Let $K_a$ be the modified Bessel function of the second kind of order $a \geq 0$:
$$K_a(x)=\int^{\infty}_0\exp(-x\cosh(t))\cosh(at)dt$$
$x\in(0,\infty)$
Fix $a>0$ and use the comparison test to analyse the convergence of the integral
Well here's my attempt:
I'm going to try to expand with $\cosh(t)=\frac{e^t+e^{-t}}{2}$ to see whether I can rationalize and compare the integral to something that I know converges:
$$\int^{\infty}_0e^{-x\left(\frac{e^t+e^{-t}}{2}\right)}\frac{e^{at}+e^{-at}}{2}dt=\frac{1}{2}\int^{\infty}_0e^{-x\left(\frac{e^t+e^{-t}}{2}\right)+at}+e^{-x\left(\frac{e^t+e^{-t}}{2}\right)-at}dt=\frac{1}{2}\int^{\infty}_0e^{-x\left(\frac{e^t+e^{-t}}{2}\right)+at}dt+\frac{1}{2}\int^{\infty}_0e^{-x\left(\frac{e^t+e^{-t}}{2}\right)-at}dt$$
I had an idea to compare the integrals seperately, for example i'd like to compare them to $\int^{\infty}_0e^{-x}dx$ which we know converges. But then I have a difficulty showing that $-x\left(\frac{e^t+e^{-t}}{2}\right)+at>-x$ in order for the inequality $\frac{1}{e^{-x\left(\frac{e^t+e^{-t}}{2}\right)+at}}<\frac{1}{e^{-x}}$ to hold . Am I at all going the right direction.

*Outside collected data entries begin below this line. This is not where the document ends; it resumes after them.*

PR #284, opened 2021-11-07
Optimize video list query by computing the total score in the database

amatissart:
It has been noticed that requests to `/video/` could be relatively slow in production (~ 1.5 seconds). It's mostly due to how all `VideoCriteriaScore` items need to fetched in this loop:
https://github.com/tournesol-app/tournesol/blob/7c20129409a8bd41acab62badee2afd713468717/backend/tournesol/views/video.py#L78-L80

There are currently more than 10 000 `VideoCriteriaScore`  items. Even if `prefetch_related` allows them to be fetched in a single SQL query, instantiating these objects in Python has a significant overhead. And it would get worse as the number of videos on the platform increases.

This branch suggests to compute the total score in Postgres, and only fetch the details about the criteria scores that are actually needed in the response.
On my local environment the response times on `GET /video/` drops from 1sec to less than 100ms.


lfaucon (approved):
LGTM

PR #286, opened 2021-11-08
Video list: avoid serializer initialization overhead with 'many=True'

amatissart:
I was not completely convinced with the performance gain visible on staging after deploying #284 

There is actually another easy optimization: when serializing multiple objects, `many=True` should be preferred to avoid the overhead of the serializer initialization:
See https://www.django-rest-framework.org/api-guide/serializers/#dealing-with-multiple-objects

On my local environment this brings another 3x speedup.


sandre35 (approved):
Great notice

PR #291, opened 2021-11-10
Show indication about email status on account page + Add page about trusted domains

### LINKED ISSUE #191: Email domain verification
In order to ensure that Tournesol cannot be manipulated, we cannot allow fake account. Our initial solution for this consist in maintaining a list of verified email domains.

TODO:

- [x] We can manually tag email domains as verified or not using the admin interface. This already works but should be improved by searching for pending domains and making editing easier.
#262 

- [x]  ML: tournesol scores use only verified users comparisons should be included. 
#263 

- [x] Backend, new accounts or email changes should trigger the creation of a new email domain if necessary
Included in #263

- [x] UX/frontend: Users can change their emails to use one that is from a verified domain 
#267 

- [ ] UX/frontend: Show an indication about the state of their email domain. 

- [ ] Add an explanation in a Tooltip on the frontend: 
> In order to protect Tournesol from fake accounts, by default, Tournesol assigns a limited voting right to newly created accounts. 
You can gain significantly more voting rights by validating an email address from a trusted domain. 
We are currently working on designing additional means for contributors to gain voting rights.
In any case, your contributions are valuable to us, as they will motivate further research in safe and ethical algorithms.

- [ ]  List of Accepted email domains. We show only accepted ones because rejected or pendeing domain reveal private information.

- [ ] Ensure that emails are unique
 Addressed by #232

amatissart:
Closes #191 

* Indication about the email status on account page: "Trusted" or "Non-trusted":
  A boolean `is_trusted` has been added in the response of `GET /accounts/profile/`

* A page "/about/trusted_domains" explaining the motivation for this mechanism:
  A new route `GET /domains/` has been implemented to fetch the list of accepted email domains

|/settings/account| /about/trusted_domains|
|-|-|
|Capture d’écran du 2021-11-10 15-05-42|image|

### DIFF
--- a/frontend/src/features/settings/account/EmailAddressForm.tsx
+++ b/frontend/src/features/settings/account/EmailAddressForm.tsx
@@ -1,19 +1,68 @@
 import React, { useState, useEffect } from 'react';
 
-import Button from '@material-ui/core/Button';
-import Grid from '@material-ui/core/Grid';
-import { CircularProgress, Box, Typography } from '@material-ui/core';
+import {
+  CircularProgress,
+  Box,
+  Typography,
+  Theme,
+  Grid,
+  Button,
+} from '@material-ui/core';
+import { Link as RouterLink } from 'react-router-dom';
 
 import { useSnackbar } from 'notistack';
 
 import { showErrorAlert } from '../../../utils/notifications';
 import { FormTextField } from 'src/components';
 
-import { AccountsService, ApiError } from 'src/services/openapi';
+import { AccountsService, ApiError, UserProfile } from 'src/services/openapi';
+import { Lens as LensIcon, HelpOutline as HelpIcon } from '@material-ui/icons';
+import { useTheme } from '@material-ui/styles';
+
+const TrustStatus = ({ isTrusted }: { isTrusted: boolean }) => {
+  const theme = useTheme<Theme>();
+
+  return (
+    <Box display="flex" flexDirection="row" flexWrap="wrap" alignItems="center">
+      <Typography>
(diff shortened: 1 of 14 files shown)


frontend/src/features/settings/account/EmailAddressForm.tsx
```diff
@@ -1,19 +1,68 @@
...
+          size="small"
+          style={{ fontSize: 13, color: '#777' }}
+          startIcon={<HelpIcon />}
+        >
+          Learn more about trusted domains
+        </Button>
+      </Box>
+    </Box>
+  );
+};
```
lfaucon, line 61: I slightly dislike the excessive amount of Css Boxes into Css Boxes. Something like this seems to do the same job:

```
      <Typography style={{display: 'flex', alignItems: "center"}}>
        Email status:
        <LensIcon style={{ fontSize: 16, color: statusColor, marginLeft: 8 }} />
        <Box color={statusColor} fontWeight="bold">{isTrusted ? 'Trusted' : 'Non-trusted'}</Box>
      </Typography>
```

From my point of view I love having less code to scroll through, but maybe there are advantages that I fail to see?

Also, I find the layout nicer with a `justifyContent="space-between"` on the top Box instead of the `marginLeft="auto"` for medium screens

lfaucon (approved):
Awesome work! 🟢 Trusted

frontend/src/features/settings/account/EmailAddressForm.tsx
amatissart: Thanks for the simplification, after a few iterations my solution was a bit convoluted indeed.
I added your suggestions :+1:

PR #294, opened 2021-11-11
admin: Define list_display and search_fields in VideoAdmin

amatissart:
As suggested by @aidanjungo, it should now be easier to look for a specific video, e.g in order to correct its "language".

image

### DIFF
--- a/backend/tournesol/admin.py
+++ b/backend/tournesol/admin.py
@@ -3,6 +3,7 @@ Defines Tournesol's backend admin interface
 """
 
 from django.contrib import admin
+from django.utils.html import format_html
 
 from .models import (
     Video,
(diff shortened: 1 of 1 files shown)


backend/tournesol/admin.py
```diff
@@ -16,7 +17,23 @@
...
+        'publication_date',
+        'rating_n_ratings',
+        'rating_n_contributors',
+        'language',
+        'link_to_youtube',
+    )
+    search_fields = ('video_id', 'name', 'uploader')
+    list_filter = (
+        ('language', admin.AllValuesFieldListFilter),
+    )
```
lfaucon, line 33: Why not having language as `list_editable`, that would serve our usecase even better?

lfaucon (approved):
LGTM

backend/tournesol/admin.py
amatissart: Adding `list_editable = ('language',)` would add a `<select>` input on each line (with currently more than 8000 language choices). And it makes the page load extremely slow.

For now I will keep it as it is. If there is a need to update multiple video languages at once, we could probably find a more involved solution to adapt the layout of the admin page.

PR #297, opened 2021-11-13
Multiple improvements in Swagger docs

lfaucon:
* Use default pagination in VideoViewSet

* Remove Update and Destroy from VideoViewSet

* Fix warning about duplicated operation_id

* Fix warnings about missing .queryset

* Renamed ComparisonListOnlyApi -> ComparisonListFilteredApi


amatissart (approved):
Looks good to me.

The OpenAPI could be completed further to define all query parameters accepted by `GET /video/` (?language=, ?search=, etc.). But this is probably not a very high priority.

lfaucon:
Yes! I may do this as next steps. Also the /video/{id} needs fixing to be usable from the automatically generated code

PR #98, opened 2017-08-05
Create new repository

jakeva:
Great project! I'm using it in one of my own and adding things I need and couldn't find already. Let me know what you think!


SwiftGit2/Repository.swift
```diff
@@ -99,6 +99,25 @@ final public class Repository {
 
 	// MARK: - Creating Repositories
 
+	/// Create a new repository at the given URL.
+	///
+	/// URL - The URL of the repository.
+	///
+	/// Returns a `Result` with a `Repository` or an error.
+	class public func createAt(_ url: URL) -> Result<Repository, NSError> {
```
mdiep: I think this should be `create(at url: URL)` to match the Swift 3 style guide.

PR #99, opened 2017-08-08
Develop

jakeva:
I agree with your thoughts on my other PR. I also added an agent option for auth. Thoughts there? The test I wrote only tests successful git creation, couldn't think of what else to test but I'd be happy to add to it. Also… sorry for some of the vulgar commit message content, I wasn't planning on contributing.


mdiep:
I'd like to handle the 2 sets of changes separately. That's easier to review and makes the process smoother overall. Could you add your test to #98 and create a new PR (or repurpose this one) for the agent changes?

jakeva:
yeah sure. sorry, like i said i wasn’t planning on contributing but i’m going to need to add more still. might as well make it available and do it right.

mdiep:
Yeah, let's just try to keep it to one addition per PR. That way changes stay manageable and independent. ☺️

Any help would be wonderful
You can start performing the change $e^t=y$
$$K_a(x)=\int^{\infty}_0\,e^{-x\cosh(t)}\cosh(at)dt=\frac{1}{2}\int_1^{\infty}e^{-\frac{x}{2}(y+1/y)}(y^{a-1}+y^{-a-1})dy$$
Now, taking account $-\frac{x}{2}(y+1/y)<-\frac{x}{2}y$ and $y^{-a-1}<1$ for any $y\in(1,\infty)$ you get
$$K_a(x)\leq\frac{1}{2}\int_1^{\infty}e^{-\frac{x}{2}y}\,y^{a-1}dy+\frac{1}{2}\int_1^{\infty}e^{-\frac{x}{2}y}\,dy<\boxed{\frac{1}{2}\left(\frac{2}{x}\right)^a\Gamma(a,x/2)+\frac{1}{x}\Gamma(1,x/2)}$$ So both incomplete Gamma converges, your integral too.